• [Action item]: The entries shown next need to be written again word for word.

Stored data:
◆ ◆ ◆ ◆

PR #169, opened 2018-08-22
Parse Patterns line by line

stasm:
Spin-off from #160; the `Pattern` part.


stasm:
#171 is a better implementation of what I originally intended here. Closing.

◆ ◆ ◆ ◆

• [Task solution]:
PR #169, opened 2018-08-22
Parse Patterns line by line

stasm:
Spin-off from #160; the `Pattern` part.


stasm:
#171 is a better implementation of what I originally intended here. Closing.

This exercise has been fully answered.